Does anyone know where to buy it locally please or is amazon my only option?
Thanks
C


----------



## Cleo Shahateet (Feb 23, 2009)

I think Amazon is your only option. My Mother-in-law makes a killer pumpkin pie but since she is in Paphos and can not find canned or any kind of pumpkin other than fresh she cooks fresh pumpkin. It is definitely a lot more work but it tastes delicious. She uses it for the pie and whatever other recipes she comes up with since she usually has extra - lentils with pumpkin is great too!


----------



## cds usa (Jan 4, 2011)

I haven't seen fresh pumpkins either, at least not the round orange ones we have


----------



## Cleo Shahateet (Feb 23, 2009)

Some people have said they have seen the usual orange type but I have never seen them. Look at the link below for info on Cypriot squash which can be used in place of pumpkins - koloketes. I think this is what my MIL uses. I'll ask her though. 

https://domesticgodess123.wordpress.com/category/koloketes-greek-cypriot-pumpkinsquash-pies/


----------



## Rema (Aug 12, 2012)

Cleo Shahateet said:


> Some people have said they have seen the usual orange type but I have never seen them. Look at the link below for info on Cypriot squash which can be used in place of pumpkins - koloketes. I think this is what my MIL uses. I'll ask her though.
> 
> https://domesticgodess123.wordpress.com/category/koloketes-greek-cypriot-pumpkinsquash-pies/


Can you not try butternut squash? There is a plentiful supply here. I have never made a pie or puree with it but cut a thick slice place it in foil with a knob of butter, grated (or powdered) ginger, paprika and ground black pepper then wrap it up and place on the bbq for around 30 to 40 mins (depending on thickness of the slice). Delicious!


----------



## Cleo Shahateet (Feb 23, 2009)

Rema said:


> Can you not try butternut squash? There is a plentiful supply here. I have never made a pie or puree with it but cut a thick slice place it in foil with a knob of butter, grated (or powdered) ginger, paprika and ground black pepper then wrap it up and place on the bbq for around 30 to 40 mins (depending on thickness of the slice). Delicious!

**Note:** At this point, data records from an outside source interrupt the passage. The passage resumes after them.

PR #53485, opened 2024-01-10
[AssetMapper] Replace ImportMapConfigReader by interface

damienfern:
| Q             | A
| ------------- | ---
| Branch?       | 7.1
| Bug fix?      | no
| New feature?  | no
| Deprecations? | no
| Issues        |
| License       | MIT

The direct instantiation of the `ImportMapConfigReader` class has been replaced with the use of the `ImportMapConfigReaderInterface`. Now, by relying on the interface, users can easily configure their own ImportMapConfigReader if needed like this :

```yaml
# config/packages/asset_mapper.yaml
framework:
    asset_mapper:
        config_reader_id: App\CustomImportMapConfigReader
```

TODO:

- [x] Add new config in doc here : https://github.com/symfony/symfony-docs/blob/7.1/frontend/asset_mapper.rst


damienfern:
Thank you @alexandre-daubois for your help :muscle:

src/Symfony/Component/AssetMapper/ImportMap/ImportMapConfigReaderInterface.php
```diff
@@ -0,0 +1,27 @@
+<?php
+
+namespace Symfony\Component\AssetMapper\ImportMap;
+
+use Symfony\Component\Filesystem\Path;
+
+interface ImportMapConfigReaderInterface
+{
+    /**
+     * @return ImportMapEntries<ImportMapEntry>
```
alexandre-daubois: `ImportMapEntries` already defines `@template-implements \IteratorAggregate<ImportMapEntry>`, which is why you get that Psalm error. You may just remove these `@return` and static analysis tools should still work :+1:

alexandre-daubois:
Status: Needs review

smnandre:
I see no drawback to use an interface (and let people decorate / replace the instance).

But i do feel it's a bit overkill to add a configuration key + documentation for this.

stof:
What is the use case for this extension point ?

damienfern:
> What is the use case for this extension point ?

My main purpose is to generate an importmap file using another file (which describe all files required and some loading logic). 

Another purpose I can see is people creating their own `importmap.php` with further information.

smnandre:
The `importmap.php` file is almost more a composer.lock than a composer.json file as I see it.

So i'm not sure to follow the "creating their own importmap.php"  : why would they ? 
Do you have any example ? 

Does it still work with all commands, debug, etc ?

damienfern:
Okay, I will clarify my purpose:

I'm trying to use the Asset Mapper with a Vue project. My Vue project is using Vite, a JS Bundler which export a `manifest.json` file. This file can be used to generate the `ImportMapEntries` built by the class `ImportMapConfigReader`. As discussed with @weaverryan, supporting Vite file directly is nothing we should do in core but shouldn't be forbidden. Replacing the use of the class by an interface should allow devs to replace `ImportMapConfigReader` so by their own class or by a third package.

stof:
If you are using Vite to build your files, why trying to use the AssetMapper component ? Make Vite output files inside the `public` folder and then use the Asset component directly to reference those file (as done when using webpack for instance).

OskarStark:
@damienfern after the last comment, do you still think this PR is needed?

Thanks

damienfern:
> @damienfern after the last comment, do you still think this PR is needed?
> 
> Thanks

Hi @OskarStark, sorry for the long time without reply. @smnandre and @stof have come up with very good points and my PR can lead to complicate things in Asset Mapper without big benefits for now. 

So no longer needed

Thanks

PR #53489, opened 2024-01-10
[HttpClient] Add support for `flatten_query_string`

alexandre-daubois:
| Q             | A
| ------------- | ---
| Branch?       | 7.1
| Bug fix?      | no
| New feature?  | yes
| Deprecations? | no
| Issues        | Fix https://github.com/orgs/symfony/projects/1#card-30505735
| License       | MIT

Allows to pass a query string in a standard way, where `foo[0]=bar&foo[1]=baz` becomes `foo=bar&foo=baz`.

If someone is asking, the way the query string is formatted by PHP is not standard. This may lead to confusion and errors for non-PHP target that doesn't understand this syntax.

### DIFF
--- a/src/Symfony/Component/HttpClient/CHANGELOG.md
+++ b/src/Symfony/Component/HttpClient/CHANGELOG.md
@@ -7,6 +7,7 @@ CHANGELOG
  * Add `HttpOptions::setHeader()` to add or replace a single header
  * Allow mocking `start_time` info in `MockResponse`
  * Add `MockResponse::fromFile()` and `JsonMockResponse::fromFile()` methods to help using fixtures files
+ * Add support for `flatten_query_string` in HttpClient options
 
 7.0
 ---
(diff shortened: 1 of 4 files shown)


alamirault (approved):

nicolas-grekas:
Since it's possible to build a query string externally, I'd rather not add an option that can lead to too much mangling (removing any numbers in square brackets looks a bit arbitrary).
There is no standard on the topic. One could very well say that because PHP leads the web, it's the defacto standard...

nicolas-grekas:
What we need to solve is the representation of arbitrary query strings as arrays that we can serialize to query strings.
We do have something similar for headers.
An idea:

```php
$query = [
	['foo', 'bar'],
	['foo', 'baz'],
];
```

Because the root array passes array_is_list, we could decide to serialize it using something else than http_build_query.
We'd need to define something natural that's safe from mistakes as much as possible. E.g I would forbid nested arrays in this representation. For thoughts.

But I'm :-1: on the current approach, closing therefor. Thanks for proposing.

alexandre-daubois:
Thank you for the hints, I'll try to revise my approach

Yes, that is what I think my MIL uses. Her pies are the best I have ever tasted.


----------



## cds usa (Jan 4, 2011)

Thank you all, I'll follow your advice and make purée out of butternut squash. My dad grows them so they are free, it beats paying to get it imported
I guess I haven't given up my American ways yet.


----------



## Miss Daisy (Jan 24, 2011)

Interestingly enough, the pumpkin in canned pumpkin puree is not actually from those orange pie pumpkins. It's made from acorn squash (which I have not seen in Cyprus). I have seen dark green and a grey-green pumpkins here in Cyprus. I've used them, in addition to butternut squash, to make pumpkin soup and pumpkin ravioli, but have not tried making a pie with them yet. I'll be giving it a go this November. Read up (google it) on how to make your own pumpkin puree. It's not just a matter of roasting the pumpkin and mashing the cooked pumpkin; you need to put the pureed pumpkin in some cheesecloth in a colander to let some of the water drain out otherwise your pie will be very soupy.


----------



## cds usa (Jan 4, 2011)

I googled it, I plan to try it and just like you said, it will need to sit overnight in a cheesecloth to drain. Cans are so much easier but this is probably much healthier.


----------